Once of the destination’s most significant markets, Australian visitor numbers dropped off as a number of events, including 2000's riots and the Bali bombings, took their toll. But the head of the region’s tourism board, Awan Aswinabawa, told Travel Today that Australian visitor numbers, which totalled roughly 45,000 in 2012, are expected to double next year on the back of the new service. 

Nonetheless Lombok Hotels Association president Stephane Servin is confident the tourist influx will not see the island follow in the footsteps of Bali's bustling tourist scene.

While frequently described as "like Bali thirty years ago", Lombok's contrasts with Bali are its main attraction, according to Servin.

"So we must find solutions to manage the destination so it keeps its authenticity and doesn’t get overcrowded," he said.

The location of Lombok's international airport, opened in 2011, plays a key role in ensuring an even spread of tourism around the island rather than creating a Kuta-like hub.

“In Bali, if you drive one hour from the international airport, you can access 3% of the island,” he said. “But in Lombok, the airport is more central.
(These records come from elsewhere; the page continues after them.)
PR #1631, opened 2018-02-19
[sx] Add ginput

### LINKED ISSUE #1614: [plot] Implement ginput method
The ginput function is quite convenient for simple interactive scripts.

https://matplotlib.org/devdocs/api/_as_gen/matplotlib.pyplot.ginput.html

t20100:
This PR adds `sx.ginput` that uses a PlotWidget to get a set of points given by the user.
The function plugs an object on a PlotWidget to handle the interaction and use its status bar to provide indication to the user.
It operates by default the most recent visible plot created with either `sx.plot` or `sx.inshow`.

It blocks until one of the following occurs: the user select all the required points, the PlotWidget gets hidden or a timeout is triggered.
It returns a list of (x,y) coordinates of all the points.
Points can be undo with either Delete, backspace or Ctrl-Z.
Points can only be set while in zoom mode.

I didn't succeeded so far in writing an interactive test for it... 

Closes  #1614

### DIFF
--- a/doc/source/modules/sx.rst
+++ b/doc/source/modules/sx.rst
@@ -14,6 +14,9 @@ The following functions plot curves and images with silx widgets:
 - :func:`plot` for curves
 - :func:`imshow` for images
 
+The :func:`ginput` function handles user selection on those widgets.
+
+
 .. note:: Those functions are not available from a notebook.
 
 :func:`plot`
@@ -26,6 +29,11 @@ The following functions plot curves and images with silx widgets:
 
 .. autofunction:: imshow
 
+
+:func:`ginput`
+++++++++++++++
+
+.. autofunction:: ginput
 
 3D plot functions
 -----------------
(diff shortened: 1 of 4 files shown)


vasole:
It would be convenient to give back a list of objects with compatibility with matplotlib.

If those objects are accessed as a list they get the same information as being just (x, y) but leaving the door open to provide more information (xPixel, yPixel, data, ...)

t20100:
I can provide objects that subclass tuple and give more information through additional getters

t20100:
Also need to fix support of draggable markers: selected points data does not get updated...

t20100:
It now returns a list of result objects that inherits from 2-tuple but provide additional information about the top-most item in the plot at that position through additional methods: `getItem`, `getData`, `getIndices`

I fixed consistency of returned positions by removing the fact that markers are draggable.
If draggable markers are needed, it can be done, but it is simpler this way and the user can always undo the last point.

I added how-to use examples in `ginput` docstring.

vasole:
Great.

I was expecting that when calling ginput, the widget to which ginput refers should be shown on top:

``
w.show()
w.raise_()
``

PR #2105, opened 2018-09-05
Add fat binary generation for silx

t20100:
This PR adds the necessary script to create a fat binary of silx based on pyinstaller.

A few questions:
- Only provide silx view? as it is now, it can only be used from the command line silx view
- Generate a fat binary with appveyor?

TODO: Document the process, add pyinstaller to requirements-dev


vasole:
Under windows you can go a step further by making/preparing an NSIS installer.

In PyMca:

https://github.com/vasole/pymca/blob/master/nsisscript.nsi.in

that is modified by:

 https://github.com/vasole/pymca/blob/master/cx_setup.py

vasole:
The goal of that would be to provide silx view also as an application accessible from the start menu.

t20100:
To answer myself:
- It now contains 2 .exe (`silx.exe` and `silx-view.exe`) in the same folder.
- I think doing it on appveyor is overkill: consume useless resources + most probably fail often (when pyinstaller receipes need to be update). It should be well enough if it is done for releases.

I added some documentation on how to proceed.

I created issue #2106 to add creation of a Windows installer as it is done in PyMca, which would be really nice.
For now it produces a folder that can be zipped. A zip with the produced Windows fat-binary is available here: http://www.silx.org/pub/silx/silx-0.9.0dev+581c298.zip

PR #2107, opened 2018-09-06
[plot3d] Add a special item for the top group of the scene

t20100:
This PR changes the way to handle the top-level group of the SceneWidget so that applied transforms are taken into account in the axes.
Before applying a transform at the top level had no visible effect, while now it is visible in the value of the axes.


PiRK:
LGTM

PR #2111, opened 2018-09-07
Fix opening spec file without scans

### LINKED ISSUE #2110: [io] SegFault when opening spec file without scans
`silx.io.specfile.SpecFile` segfault if there is no scan in the file.

As it is now, it looks for `#S` or `#F` in the first 10 lines of the file...
Looking for `#S` in the entire file (as pymca does) - and may be also look for `#F` (spec's spec to be checked) - turns the segfault into a python exception.

t20100:
This PR proposes a patch for the C specfile library to avoid segfault when opening a spec file without scans. It also fixes a small memory leak.

As I am not familiar with specfile, I think a lot of proof-reading is needed.

closes #2110

### DIFF
--- a/silx/io/specfile/src/sfinit.c
+++ b/silx/io/specfile/src/sfinit.c
@@ -1,5 +1,5 @@
 # /*##########################################################################
-# Copyright (C) 1995-2017 European Synchrotron Radiation Facility
+# Copyright (C) 1995-2018 European Synchrotron Radiation Facility
 #
 # Permission is hereby granted, free of charge, to any person obtaining a copy
 # of this software and associated documentation files (the "Software"), to deal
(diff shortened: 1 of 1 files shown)


vasole:
- OK at the PyMca side. No crash when accessing directly.
- No crash with silx.

@PiRK 
- The silx.io.specfilewrapper module misbehaves under windows (at least with the test file used) reporting methods missing when they are there.

vasole:
@PiRK 

Forget my previous comment. The problem is specfilewrapper provides access to SpecFile (silx) and Specfile. In My opinion specfilewrapper should import SpecFile as _SpecFile to prevent confusion.

The direct binding of PyMca returns an empty list when accessing allmotors() of an empty scan while the one of silx returns Scan not found error.

PR #2113, opened 2018-09-07
Add PlotWidget.getItems

t20100:
This PR adds a `PlotWidget.getItems` method which returns all items of the plot.

In the long term, this is a replacement for `getAllCurves`, `getAllImage` and any missing `getAll*` methods.
One can then filter out what he wants from the returned tuple.

Use case: PR #2112 add some methods to marker items, but there is no way from the public API to retrieve the marker items....


vallsv:
In case of filtering the result, an iterator should be better here no? That's now a common thing with Python3.

t20100:
We can use an iterator indeed.

PR #2115, opened 2018-09-11
Fix 2027

payno:


vasole:
Start from a clean branch. The first commit should not be there.

PR #2116, opened 2018-09-12
add platform_machine restriction on pyopencl in requirements.txt

### LINKED ISSUE #2070: Problem at Debian side or at our side?
@picca 

Unless we have made a mistake, pyopencl is an optional dependency for silx. However, it seems to have been set somewhere as a hard dependency thus leading to unavailability of depending packages on some platforms:

https://bugs.debian.org/cgi-bin/bugreport.cgi?bug=905348

t20100:
closes #2070


kif:
LGTM

Issue #2120, opened 2018-09-19
Clean-up try/except import of fabio and h5py


t20100:
As fabio and h5py are strong dependencies, this kind of special case is no longer needed

alexmarie78:
Hello,
I'm trying to deal with this issue.
Is it "import fabio" or "import h5py" replacing "try/except" blocks ? 
Or does it need something else ?

t20100:
Great!

It's not just replacing:
```
try:
    import fabio
except ImportError:
    fabio = None
```
with: `import fabio`, it is also cleaning-up the usage of it such as removing `if fabio is None: ...`, remove test skipping (e.g., https://github.com/silx-kit/silx/blob/master/silx/io/test/test_fabioh5.py#L50), etc...

Maybe it is worth splitting this if it's a lot of changes (e.g., going submodule by submodule, or one for `fabio` another one for `h5py`)

alexmarie78:
Thanks ! 
I'll do that.

alexmarie78:
Hello,
While cleaning #2120, I ran through these errors:
- [1]

ERROR: test_matching (silx.opencl.sift.test.test_matching.TestMatching)
----------------------------------------------------------------------
Traceback (most recent call last):
  File "/home/experiences/diffabs/mariea/Github/silx/silx/build/lib.linux-x86_64-2.7/silx/opencl/sift/test/test_matching.py", line 162, in test_matching
    delta = abs(res_sort - siftmatch).max()
ValueError: operands could not be broadcast together with shapes (491,2) (488,2)


- [2]

ERROR: testH5pyNotInstalled (silx.app.test.test_convert.TestConvertCommand)
----------------------------------------------------------------------
Traceback (most recent call last):
  File "/home/experiences/diffabs/mariea/Github/silx/silx/build/lib.linux-x86_64-2.7/silx/utils/testutils.py", line 227, in wrapper
    result = func(*args, **kwargs)
  File "/home/experiences/diffabs/mariea/Github/silx/silx/build/lib.linux-x86_64-2.7/silx/utils/testutils.py", line 183, in __exit__
    expected_count, logging.getLevelName(level), count))
RuntimeError: Expected 1 ERROR logging messages, got 0

These two errors (in python2 run_tests.py) prevent me from doing a PR, but I don't know how to deal with it

t20100:
Hi,

What's your OS? and do you know what are the available opencl drivers?

alexmarie78:
[...]

PR #2121, opened 2018-09-19
Add h5py and fabio as strong dependencies

### LINKED ISSUE #2024: Add h5py and fabio as "strong" dependencies
Those dependencies are available the same way as silx (i.e., debian package, wheels on pip for the same targets) and are already more or less requested for `silx.io` and so for all parts depending on it in `silx.gui`.
This would also spare us the management of missing dependency in modules which is barely tested.

t20100:
.. and update doc accordingly
The associated code clean-up is not part of this PR (see issue #2120)

closes #2024

### DIFF
--- a/ci/requirements-pinned.txt
+++ b/ci/requirements-pinned.txt
@@ -1,1 +1,2 @@
 PyOpenGL     # PyOpenGL pre-release broken on Windows (#2074)
+pybind11     # For pyopencl 2018.2 to build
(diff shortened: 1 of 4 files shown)


t20100:
Ready for review.

This PR also pinpoint pyopencl to 2018.1.1 until issues with 2018.2 get fixed

kif:
LGTM

PR #2124, opened 2018-09-20
Implement active curve selection mode legacy

### LINKED ISSUE #2117: [gui] Lost active curve on plot interaction
#1612 has the side effect that when selecting a marker the active curve is lost. That also happens with ginput.

It should be possible to toggle off that behavior without having to inherit PlotWidget.

It is very cumbersome in applications associating actions to single mouse clicks in the plot area.

vasole:
closes #2117


vasole:
Set to work inprogress to restore old behavior of addCurve setting the added curve as active iif it is the only curve and the active curve selection mode is AlwaysOne

vasole:
Ready to merge.

t20100:
I would use lower case strings ('alwaysone' and 'atmostone') to be consistent with other places in the plot where strings are used as enum (e.g., yaxis='right', 'left', colormap and color names, interaction modes...)

vasole:
Changes implemented.

t20100:
I looked further at it, there is no need to store both active curve handling and the mode, in Qt it is usually stored as a single "selection mode" property.
I'm preparing a PR on your branch with this and other things to discuss (e.g.: in always one mode, why just setting active curve if there is only one?)

t20100:
I made a PR on your branch with some propositions.

vasole:
Why setting active curve if there is only one? To clearly show the active curve color and not the color of the curve.

There can be actions associated to a curve becoming active like showing its calibration.

t20100:
I still don't get why a curve should be activated only when there is one curve in "alwaysone" mode.
To me it is miss-leading to call the mode "alwaysone" and have some cases where you have some curves visible but no active curve..

t20100:
I propose to add a "none" mode to disable the active curve handling, because this PR propose to have (at least) 3 active curve handling modes: no active curve selection, "alwaysone" or legacy one from PyMca and the current one ("atmostone").
I would not use 2 methods to enable/disable active curve handling to select to mode, as it makes setting the mode and getting it more complicated than it should (as an example, in Qt selection modes include a "no selection' mode).

vasole:
I was afraid of breaking someone else code and therefore I took the conservative approach of adding something without touching the rest. 

So you prefer to have 'none' as equivalent of disabling active curve handling, legacy as the ancient behavior and atmostone as the current one. No problem.

Where I think we differ is on the behavior when the active curve handling is toggled.

- In none, I guess if there is an active curve, there will be a call to setActiveCurve(None) to make sure the curve recovers its look.
- In atmostone basically I have no opinion. I would do nothing on activation, even if there is a single curve visible but it is not "my mode".
- In legacy mode, on activation I want to make a curve active if there is only one visible and nothing if there are more than one curve. Therefore my test with two curves in which on activation there was no active curve.

t20100:
I agree with those behaviors, and it should be now what's in the modifications I'm proposing.
BTW, what's in my PR should be fully backward compatible with the previous behavior of silx regarding `is|setActiveCurveHandling`.

t20100:
To me `is|setActiveCurveHandling` is superseded by `set|getActiveCurveSelectionMode` so not needed anymore.. I removed it from the doc so we can deprecate it when we want.

t20100:
LGTM
Best if someone else is doing the review and merge.

PiRK:
LGTM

Within one hour of the airport you can access 75% of the island of Lombok which means tourism is already spreading out, whereas in Bali everything is concentrated in one area.”

The local government is also very concerned with the protection of local culture and avoiding the overdevelopment of the island as seen in Bali, where the market is flooded by an excess of accommodation which cannot be filled by the number of air services coming in.

“The local government in Lombok is saying this is what you need to avoid,” Servin said. “Nothing else is more important than to avoid what Bali is going through now.”

While he also expressed hopes that the number of air services arriving in the island would rise, he underlined the need for a sustainable approach.

There are currently around 8,500 rooms available in Lombok ranging from beach huts to luxury hotels, with a further 200 rooms currently under construction. Another four resorts are in the final phase of planning for 2014.

“For us, that’s sustainable growth in inventory. We can guarantee the airlines coming in that their passengers that want to come will get a room,” Servin said.

As the airlines fill more aircraft and consider increasing services, the destination can then look at additional accommodation investments with all sectors working together in “partnership”.

Instead of looking to Bali for guidance on how to develop tourism, the island is instead looking to Singapore, he revealed.

“Singapore has started a habit of creating a new attraction every two years in order to maintain interest in the destination – this is what we need to do.”